Data records
-*-*-

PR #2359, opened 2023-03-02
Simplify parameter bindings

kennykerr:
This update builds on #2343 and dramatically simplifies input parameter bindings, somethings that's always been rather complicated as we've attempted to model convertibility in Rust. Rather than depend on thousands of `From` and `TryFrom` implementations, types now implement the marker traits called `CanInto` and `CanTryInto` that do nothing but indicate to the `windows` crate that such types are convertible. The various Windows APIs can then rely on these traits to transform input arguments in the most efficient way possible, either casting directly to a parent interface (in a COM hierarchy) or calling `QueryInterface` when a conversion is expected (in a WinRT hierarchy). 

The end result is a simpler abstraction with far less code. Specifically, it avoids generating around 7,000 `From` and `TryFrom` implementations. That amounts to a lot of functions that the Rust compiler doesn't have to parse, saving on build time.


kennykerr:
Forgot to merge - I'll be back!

-*-*-

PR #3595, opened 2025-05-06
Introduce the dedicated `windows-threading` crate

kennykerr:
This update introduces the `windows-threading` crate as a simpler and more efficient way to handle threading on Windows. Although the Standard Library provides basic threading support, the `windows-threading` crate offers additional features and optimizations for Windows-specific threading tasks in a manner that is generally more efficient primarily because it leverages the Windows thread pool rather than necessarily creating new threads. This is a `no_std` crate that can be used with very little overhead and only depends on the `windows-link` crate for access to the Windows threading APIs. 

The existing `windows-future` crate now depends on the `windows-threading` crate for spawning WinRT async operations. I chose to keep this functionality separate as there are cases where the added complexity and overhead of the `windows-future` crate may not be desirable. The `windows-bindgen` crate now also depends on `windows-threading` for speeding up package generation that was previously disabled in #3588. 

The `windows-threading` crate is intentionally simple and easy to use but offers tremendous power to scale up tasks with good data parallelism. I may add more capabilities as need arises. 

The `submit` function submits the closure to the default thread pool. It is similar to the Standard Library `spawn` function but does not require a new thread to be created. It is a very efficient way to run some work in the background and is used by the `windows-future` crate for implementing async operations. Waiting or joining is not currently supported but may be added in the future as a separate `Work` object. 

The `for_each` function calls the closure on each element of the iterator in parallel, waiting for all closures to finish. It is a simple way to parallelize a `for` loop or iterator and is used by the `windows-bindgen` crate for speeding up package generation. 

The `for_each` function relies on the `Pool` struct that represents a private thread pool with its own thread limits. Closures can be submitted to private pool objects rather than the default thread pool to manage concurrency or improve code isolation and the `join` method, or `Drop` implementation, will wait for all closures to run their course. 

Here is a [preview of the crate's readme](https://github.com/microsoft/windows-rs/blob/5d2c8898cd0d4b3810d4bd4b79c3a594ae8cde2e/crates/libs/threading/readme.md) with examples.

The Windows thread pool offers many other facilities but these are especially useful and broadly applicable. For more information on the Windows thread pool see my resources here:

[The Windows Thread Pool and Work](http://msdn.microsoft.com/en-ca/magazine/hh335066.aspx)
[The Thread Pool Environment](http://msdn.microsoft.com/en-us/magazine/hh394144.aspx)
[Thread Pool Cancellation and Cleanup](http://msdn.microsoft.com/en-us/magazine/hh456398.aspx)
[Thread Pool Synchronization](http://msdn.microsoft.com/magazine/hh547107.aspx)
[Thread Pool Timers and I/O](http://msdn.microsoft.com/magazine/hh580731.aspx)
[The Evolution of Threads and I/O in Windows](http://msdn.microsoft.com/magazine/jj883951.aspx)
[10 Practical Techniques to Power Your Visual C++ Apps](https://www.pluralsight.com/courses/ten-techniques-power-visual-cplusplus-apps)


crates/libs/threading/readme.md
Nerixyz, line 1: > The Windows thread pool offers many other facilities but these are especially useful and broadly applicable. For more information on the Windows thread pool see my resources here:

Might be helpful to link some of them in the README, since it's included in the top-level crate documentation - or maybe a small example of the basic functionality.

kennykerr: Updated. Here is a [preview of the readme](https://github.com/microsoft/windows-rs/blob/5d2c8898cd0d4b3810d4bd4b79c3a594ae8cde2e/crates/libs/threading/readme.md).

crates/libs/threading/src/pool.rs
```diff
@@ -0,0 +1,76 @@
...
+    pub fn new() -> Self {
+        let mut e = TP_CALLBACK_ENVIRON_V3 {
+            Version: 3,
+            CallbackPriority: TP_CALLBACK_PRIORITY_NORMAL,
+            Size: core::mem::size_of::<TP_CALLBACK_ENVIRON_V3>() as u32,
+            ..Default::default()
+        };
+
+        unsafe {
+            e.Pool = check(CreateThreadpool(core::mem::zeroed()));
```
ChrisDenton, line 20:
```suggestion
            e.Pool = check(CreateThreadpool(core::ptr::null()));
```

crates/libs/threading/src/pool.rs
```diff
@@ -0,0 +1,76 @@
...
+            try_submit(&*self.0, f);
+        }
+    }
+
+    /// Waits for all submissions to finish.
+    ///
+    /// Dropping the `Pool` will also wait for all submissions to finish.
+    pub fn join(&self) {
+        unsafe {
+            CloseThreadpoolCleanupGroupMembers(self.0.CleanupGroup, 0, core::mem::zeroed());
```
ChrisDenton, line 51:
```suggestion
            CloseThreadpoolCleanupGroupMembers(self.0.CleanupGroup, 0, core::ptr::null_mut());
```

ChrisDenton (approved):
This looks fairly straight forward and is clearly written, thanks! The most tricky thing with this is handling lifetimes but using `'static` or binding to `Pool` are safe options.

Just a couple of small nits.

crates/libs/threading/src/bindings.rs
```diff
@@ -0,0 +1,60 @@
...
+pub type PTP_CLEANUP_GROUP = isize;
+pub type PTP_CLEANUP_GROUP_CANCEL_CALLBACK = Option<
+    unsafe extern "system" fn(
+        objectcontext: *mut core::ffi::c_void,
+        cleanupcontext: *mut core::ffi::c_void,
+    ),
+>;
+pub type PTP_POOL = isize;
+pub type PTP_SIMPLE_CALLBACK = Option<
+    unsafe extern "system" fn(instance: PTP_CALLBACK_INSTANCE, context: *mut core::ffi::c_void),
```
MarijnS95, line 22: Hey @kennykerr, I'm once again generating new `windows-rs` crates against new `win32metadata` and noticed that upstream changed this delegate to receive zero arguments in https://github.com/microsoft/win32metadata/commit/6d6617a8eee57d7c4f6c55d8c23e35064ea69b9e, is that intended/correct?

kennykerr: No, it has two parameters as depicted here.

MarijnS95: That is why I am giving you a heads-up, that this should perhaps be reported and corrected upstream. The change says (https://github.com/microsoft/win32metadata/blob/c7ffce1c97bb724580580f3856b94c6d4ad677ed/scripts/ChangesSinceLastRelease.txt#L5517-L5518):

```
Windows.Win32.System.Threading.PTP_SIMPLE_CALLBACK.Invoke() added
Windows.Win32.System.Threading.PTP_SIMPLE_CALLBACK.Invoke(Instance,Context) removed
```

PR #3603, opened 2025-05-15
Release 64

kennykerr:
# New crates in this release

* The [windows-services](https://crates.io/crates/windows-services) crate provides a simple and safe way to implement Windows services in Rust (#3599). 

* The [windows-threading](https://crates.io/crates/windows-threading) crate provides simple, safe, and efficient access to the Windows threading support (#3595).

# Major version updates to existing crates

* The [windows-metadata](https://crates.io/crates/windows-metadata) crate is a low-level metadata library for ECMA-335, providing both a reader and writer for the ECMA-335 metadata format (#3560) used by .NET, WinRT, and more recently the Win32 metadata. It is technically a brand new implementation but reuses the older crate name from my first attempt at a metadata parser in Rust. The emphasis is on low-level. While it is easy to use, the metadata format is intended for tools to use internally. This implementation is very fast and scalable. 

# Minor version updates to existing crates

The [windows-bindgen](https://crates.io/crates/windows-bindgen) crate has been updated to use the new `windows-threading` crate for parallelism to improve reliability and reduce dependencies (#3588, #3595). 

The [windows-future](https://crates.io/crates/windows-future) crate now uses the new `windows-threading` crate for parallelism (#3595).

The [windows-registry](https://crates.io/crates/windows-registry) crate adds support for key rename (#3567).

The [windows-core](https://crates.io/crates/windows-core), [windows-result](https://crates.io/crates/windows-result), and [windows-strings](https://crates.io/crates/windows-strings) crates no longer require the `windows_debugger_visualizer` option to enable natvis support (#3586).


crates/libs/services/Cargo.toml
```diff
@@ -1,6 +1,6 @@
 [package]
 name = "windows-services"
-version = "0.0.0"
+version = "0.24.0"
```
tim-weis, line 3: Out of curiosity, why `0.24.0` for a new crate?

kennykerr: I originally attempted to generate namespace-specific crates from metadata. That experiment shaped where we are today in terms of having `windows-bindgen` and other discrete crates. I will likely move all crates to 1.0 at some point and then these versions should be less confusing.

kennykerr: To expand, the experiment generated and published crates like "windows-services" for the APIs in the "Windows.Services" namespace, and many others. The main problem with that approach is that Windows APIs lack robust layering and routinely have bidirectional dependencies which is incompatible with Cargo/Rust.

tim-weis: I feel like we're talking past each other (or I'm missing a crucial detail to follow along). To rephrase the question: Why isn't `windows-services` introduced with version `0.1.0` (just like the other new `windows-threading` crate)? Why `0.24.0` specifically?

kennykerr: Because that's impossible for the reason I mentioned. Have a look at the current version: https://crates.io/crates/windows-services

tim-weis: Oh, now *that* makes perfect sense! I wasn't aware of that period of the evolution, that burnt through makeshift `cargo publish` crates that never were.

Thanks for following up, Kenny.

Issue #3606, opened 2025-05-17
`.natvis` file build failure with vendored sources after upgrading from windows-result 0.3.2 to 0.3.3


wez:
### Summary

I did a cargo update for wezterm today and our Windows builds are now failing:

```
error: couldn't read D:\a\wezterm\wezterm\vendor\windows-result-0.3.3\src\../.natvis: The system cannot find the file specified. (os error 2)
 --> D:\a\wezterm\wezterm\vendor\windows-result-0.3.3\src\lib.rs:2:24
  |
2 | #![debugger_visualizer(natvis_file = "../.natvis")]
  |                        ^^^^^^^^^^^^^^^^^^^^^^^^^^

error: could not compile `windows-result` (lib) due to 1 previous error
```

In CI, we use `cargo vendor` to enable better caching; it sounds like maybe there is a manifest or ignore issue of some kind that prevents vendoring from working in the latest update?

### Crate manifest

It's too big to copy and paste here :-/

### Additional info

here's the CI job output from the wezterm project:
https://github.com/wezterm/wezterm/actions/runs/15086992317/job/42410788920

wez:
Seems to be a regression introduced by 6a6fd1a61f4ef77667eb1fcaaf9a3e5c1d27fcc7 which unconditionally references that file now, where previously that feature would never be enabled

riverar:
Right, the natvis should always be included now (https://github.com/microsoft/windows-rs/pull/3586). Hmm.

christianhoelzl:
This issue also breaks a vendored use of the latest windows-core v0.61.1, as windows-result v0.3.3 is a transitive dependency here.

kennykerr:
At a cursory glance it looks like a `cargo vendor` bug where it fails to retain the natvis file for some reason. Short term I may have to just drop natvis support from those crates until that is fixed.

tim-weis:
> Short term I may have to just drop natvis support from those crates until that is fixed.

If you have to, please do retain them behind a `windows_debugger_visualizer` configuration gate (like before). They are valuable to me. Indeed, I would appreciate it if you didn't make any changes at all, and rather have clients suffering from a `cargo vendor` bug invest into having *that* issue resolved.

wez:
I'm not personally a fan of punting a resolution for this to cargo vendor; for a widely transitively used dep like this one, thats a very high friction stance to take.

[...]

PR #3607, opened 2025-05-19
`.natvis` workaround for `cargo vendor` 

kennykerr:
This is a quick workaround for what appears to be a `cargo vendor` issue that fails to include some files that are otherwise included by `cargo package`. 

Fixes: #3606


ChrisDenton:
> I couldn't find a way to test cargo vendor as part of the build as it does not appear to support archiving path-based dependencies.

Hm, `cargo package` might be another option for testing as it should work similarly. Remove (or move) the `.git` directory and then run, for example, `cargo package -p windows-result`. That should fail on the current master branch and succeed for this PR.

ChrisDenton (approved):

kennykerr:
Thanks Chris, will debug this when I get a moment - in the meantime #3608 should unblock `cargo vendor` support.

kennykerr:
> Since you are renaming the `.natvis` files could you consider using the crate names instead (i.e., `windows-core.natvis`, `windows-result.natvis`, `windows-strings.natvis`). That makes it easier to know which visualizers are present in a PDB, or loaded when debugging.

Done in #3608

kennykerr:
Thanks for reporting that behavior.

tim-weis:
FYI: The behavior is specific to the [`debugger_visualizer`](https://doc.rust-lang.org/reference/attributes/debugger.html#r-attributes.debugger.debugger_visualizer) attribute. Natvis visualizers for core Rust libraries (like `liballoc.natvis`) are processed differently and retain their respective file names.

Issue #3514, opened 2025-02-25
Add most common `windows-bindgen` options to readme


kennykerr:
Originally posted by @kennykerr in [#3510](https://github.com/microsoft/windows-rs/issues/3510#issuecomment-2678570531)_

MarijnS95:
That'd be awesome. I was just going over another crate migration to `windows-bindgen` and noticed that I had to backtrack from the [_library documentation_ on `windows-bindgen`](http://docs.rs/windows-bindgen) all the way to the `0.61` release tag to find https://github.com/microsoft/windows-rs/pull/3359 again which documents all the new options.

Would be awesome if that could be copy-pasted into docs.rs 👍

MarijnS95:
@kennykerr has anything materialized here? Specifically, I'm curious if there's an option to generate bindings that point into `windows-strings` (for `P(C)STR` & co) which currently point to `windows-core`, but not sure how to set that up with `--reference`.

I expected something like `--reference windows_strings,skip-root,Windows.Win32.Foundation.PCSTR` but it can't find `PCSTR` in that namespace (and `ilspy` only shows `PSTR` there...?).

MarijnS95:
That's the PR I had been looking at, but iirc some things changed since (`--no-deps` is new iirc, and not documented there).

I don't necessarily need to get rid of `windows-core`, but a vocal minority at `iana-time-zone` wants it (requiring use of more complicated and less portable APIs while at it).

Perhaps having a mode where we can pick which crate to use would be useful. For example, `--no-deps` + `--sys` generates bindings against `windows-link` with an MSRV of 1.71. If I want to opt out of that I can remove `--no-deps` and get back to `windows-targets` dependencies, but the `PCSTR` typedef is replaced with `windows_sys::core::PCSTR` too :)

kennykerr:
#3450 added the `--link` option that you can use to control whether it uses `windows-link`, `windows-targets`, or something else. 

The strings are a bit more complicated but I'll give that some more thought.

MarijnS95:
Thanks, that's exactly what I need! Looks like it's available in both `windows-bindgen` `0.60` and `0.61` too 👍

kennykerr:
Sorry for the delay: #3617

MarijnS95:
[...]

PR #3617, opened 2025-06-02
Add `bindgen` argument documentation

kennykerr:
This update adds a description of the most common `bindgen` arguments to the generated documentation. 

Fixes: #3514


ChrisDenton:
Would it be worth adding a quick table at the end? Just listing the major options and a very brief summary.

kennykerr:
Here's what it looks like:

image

-*-*-

__Task directions__.
Every line above from the line with "natvis support (#3586)." to the line with "Thanks for following up, Kenny." is wanted, ends included; write them out exactly and add no other line.

__Output for this task__.
The [windows-core](https://crates.io/crates/windows-core), [windows-result](https://crates.io/crates/windows-result), and [windows-strings](https://crates.io/crates/windows-strings) crates no longer require the `windows_debugger_visualizer` option to enable natvis support (#3586).


crates/libs/services/Cargo.toml
```diff
@@ -1,6 +1,6 @@
 [package]
 name = "windows-services"
-version = "0.0.0"
+version = "0.24.0"
```
tim-weis, line 3: Out of curiosity, why `0.24.0` for a new crate?

kennykerr: I originally attempted to generate namespace-specific crates from metadata. That experiment shaped where we are today in terms of having `windows-bindgen` and other discrete crates. I will likely move all crates to 1.0 at some point and then these versions should be less confusing.

kennykerr: To expand, the experiment generated and published crates like "windows-services" for the APIs in the "Windows.Services" namespace, and many others. The main problem with that approach is that Windows APIs lack robust layering and routinely have bidirectional dependencies which is incompatible with Cargo/Rust.

tim-weis: I feel like we're talking past each other (or I'm missing a crucial detail to follow along). To rephrase the question: Why isn't `windows-services` introduced with version `0.1.0` (just like the other new `windows-threading` crate)? Why `0.24.0` specifically?

kennykerr: Because that's impossible for the reason I mentioned. Have a look at the current version: https://crates.io/crates/windows-services

tim-weis: Oh, now *that* makes perfect sense! I wasn't aware of that period of the evolution, that burnt through makeshift `cargo publish` crates that never were.

Thanks for following up, Kenny.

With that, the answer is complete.